[Opening TASK INPUT section]
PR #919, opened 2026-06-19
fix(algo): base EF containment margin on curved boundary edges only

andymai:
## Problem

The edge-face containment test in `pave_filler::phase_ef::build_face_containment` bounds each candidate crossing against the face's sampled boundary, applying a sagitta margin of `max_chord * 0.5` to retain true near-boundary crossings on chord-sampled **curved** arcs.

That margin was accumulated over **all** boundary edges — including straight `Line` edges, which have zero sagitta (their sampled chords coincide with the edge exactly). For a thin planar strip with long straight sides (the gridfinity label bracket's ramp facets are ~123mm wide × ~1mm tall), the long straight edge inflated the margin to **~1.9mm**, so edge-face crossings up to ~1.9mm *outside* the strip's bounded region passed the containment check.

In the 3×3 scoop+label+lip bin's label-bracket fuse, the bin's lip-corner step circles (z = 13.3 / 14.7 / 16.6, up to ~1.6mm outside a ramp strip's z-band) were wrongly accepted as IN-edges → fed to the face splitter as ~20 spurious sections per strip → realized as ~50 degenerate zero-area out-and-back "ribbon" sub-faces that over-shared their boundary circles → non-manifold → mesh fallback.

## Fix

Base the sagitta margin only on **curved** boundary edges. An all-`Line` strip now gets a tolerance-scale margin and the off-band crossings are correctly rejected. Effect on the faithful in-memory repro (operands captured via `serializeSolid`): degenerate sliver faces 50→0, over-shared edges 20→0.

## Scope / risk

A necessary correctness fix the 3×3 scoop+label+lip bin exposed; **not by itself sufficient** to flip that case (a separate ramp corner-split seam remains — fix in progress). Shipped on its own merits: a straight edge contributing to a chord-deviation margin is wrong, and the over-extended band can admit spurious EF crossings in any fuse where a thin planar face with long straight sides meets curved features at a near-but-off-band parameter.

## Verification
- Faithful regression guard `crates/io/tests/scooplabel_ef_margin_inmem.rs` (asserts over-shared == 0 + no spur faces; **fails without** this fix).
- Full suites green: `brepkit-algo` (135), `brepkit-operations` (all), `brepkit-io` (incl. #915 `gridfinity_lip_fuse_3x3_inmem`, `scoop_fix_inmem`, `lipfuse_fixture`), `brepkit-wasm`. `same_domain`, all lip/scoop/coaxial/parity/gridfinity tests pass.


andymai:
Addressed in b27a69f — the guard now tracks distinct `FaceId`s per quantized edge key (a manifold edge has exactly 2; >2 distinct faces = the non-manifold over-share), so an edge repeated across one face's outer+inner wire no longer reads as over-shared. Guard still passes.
[Closing TASK INPUT section]
**ACTIVITY:** Which lines above include the string "corner"? Show them.

**PROBLEM SOLUTION:**
In the 3×3 scoop+label+lip bin's label-bracket fuse, the bin's lip-corner step circles (z = 13.3 / 14.7 / 16.6, up to ~1.6mm outside a ramp strip's z-band) were wrongly accepted as IN-edges → fed to the face splitter as ~20 spurious sections per strip → realized as ~50 degenerate zero-area out-and-back "ribbon" sub-faces that over-shared their boundary circles → non-manifold → mesh fallback.
A necessary correctness fix the 3×3 scoop+label+lip bin exposed; **not by itself sufficient** to flip that case (a separate ramp corner-split seam remains — fix in progress). Shipped on its own merits: a straight edge contributing to a chord-deviation margin is wrong, and the over-extended band can admit spurious EF crossings in any fuse where a thin planar face with long straight sides meets curved features at a near-but-off-band parameter.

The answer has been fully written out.